■ TASK OBJECTIVE ■
Of the lines in the data below, write out exactly those from the one holding "the window —" through the one holding "8 GiB image", both included.
##### STORED DATA #####
PR #3320, opened 2026-09-04
perf(compute): partition why the compute->graphics image borrow declines (#3307)

mattias800:
## What this is

Instrumentation, not a fix. It answers one question that has been guessed at rather than measured:
**when Stray's title screen asks graphics to borrow the device image a compute dispatch just
produced, which of the six declines actually fires?**

Closes nothing. It selects the fix for #3307, and the fixes it selects between have nothing to do
with one another.

## The failure scenario

Stray's title screen renders at **9.25 fps** (matched-arm mean, #3307) with `gpu-device` at ~4% of
the window — the frame is entirely host-bound. Three volume costs dominate, all on the same
surfaces, all per-frame: 545 GiB of `exact` comparison, 419 GiB of page protection over 18,210
`mprotect` calls, and 247 GiB of RMW image snapshots. That is 536 MiB per rendered frame.

Every "make the copying cheaper" lever has now been measured and is null (#3317's pooling A/B; an
8 GiB image cache; the journal-deferral path, which answers only 11.3% of validations). What
remains is not doing the copying: a 3840×2160 RGBA16F intermediate is re-tiled out of a compute
dispatch into guest memory and immediately read back, detiled and converted by the graphics texture
materializer. Both Vulkan users are on the same device. The image should never touch guest memory.

`import_live_compute_storage_image` exists to make exactly that borrow, the renderer's witness says
the surface passes every gate to attempt it (`compute_cand=1`), and it misses on every reference.

## Why a census had to come first

The importer plus `borrow_cached_image_for_graphics` decline through **six** independent branches,
and before this change every one of them was the same bare `return false`:

1. the consumer's precondition (shape, class, host-backed data, mip levels, srgb, format);
2. no cache entry under the key;
3. an entry whose export authority was never published, or was invalidated after publication;
4. an entry with no `VkImage`;
5. a published entry that no proof says still matches guest memory;
6. a lease the renderer accepts and then rejects on format/extent/device.

`STRAY_STATUS.md` asserted (2) — *"finds nothing under its key … it lives in the compute cache's
admission"* — as a statement of fact. It is an inference, and no run could have established it. This
PR **withdraws it as unmeasured rather than falsifying it**, and records why in that doc's
`## Ruled out`: a fix aimed at admission would report "no change" for a reason unrelated to the
change if the miss is really (3) or (5).

## The contract

`PROSPER_COMPUTE_BORROW_CENSUS=1` prints four `[compute-borrow-census]` lines every 256 submits and
at exit. Every line is a running total carrying its own denominator, so two reports taken at
different points in a run stay comparable — the failure that produced #3155's retracted numbers.

* **the consumer's precondition**, partitioned by term (`shape`, `srgb`, `mip_levels`, …);
* **the borrow's outcome** — `no_cache_entry`, `export_unpublished`, `content_invalid`, `no_image`,
  `authority_changed`, `hit` — with a **zero bucket still printed**. A bucket that vanishes when
  empty is indistinguishable from an instrument that never reached it, which cost a correct
  finding a whole night on this very issue (a healthy zero on `[render-timing]`'s mprotect FAILURE
  counter, read as the activity counter sharing its prefix further along the same line);
* **why `authority_changed` fired**, splitting the `Unknown` that `guest_gpu_writes_since` returns
  for two structurally different reasons its own header says a caller cannot tell apart: an unarmed
  per-thread submit journal (`journal_unarmed`) versus an export published in an earlier submit
  (`journal_cross_submit`). Plus what the page watch answered;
#####
■ EXERCISE SOLUTION ■
the window — the frame is entirely host-bound. Three volume costs dominate, all on the same
surfaces, all per-frame: 545 GiB of `exact` comparison, 419 GiB of page protection over 18,210
`mprotect` calls, and 247 GiB of RMW image snapshots. That is 536 MiB per rendered frame.

Every "make the copying cheaper" lever has now been measured and is null (#3317's pooling A/B; an
8 GiB image cache; the journal-deferral path, which answers only 11.3% of validations). What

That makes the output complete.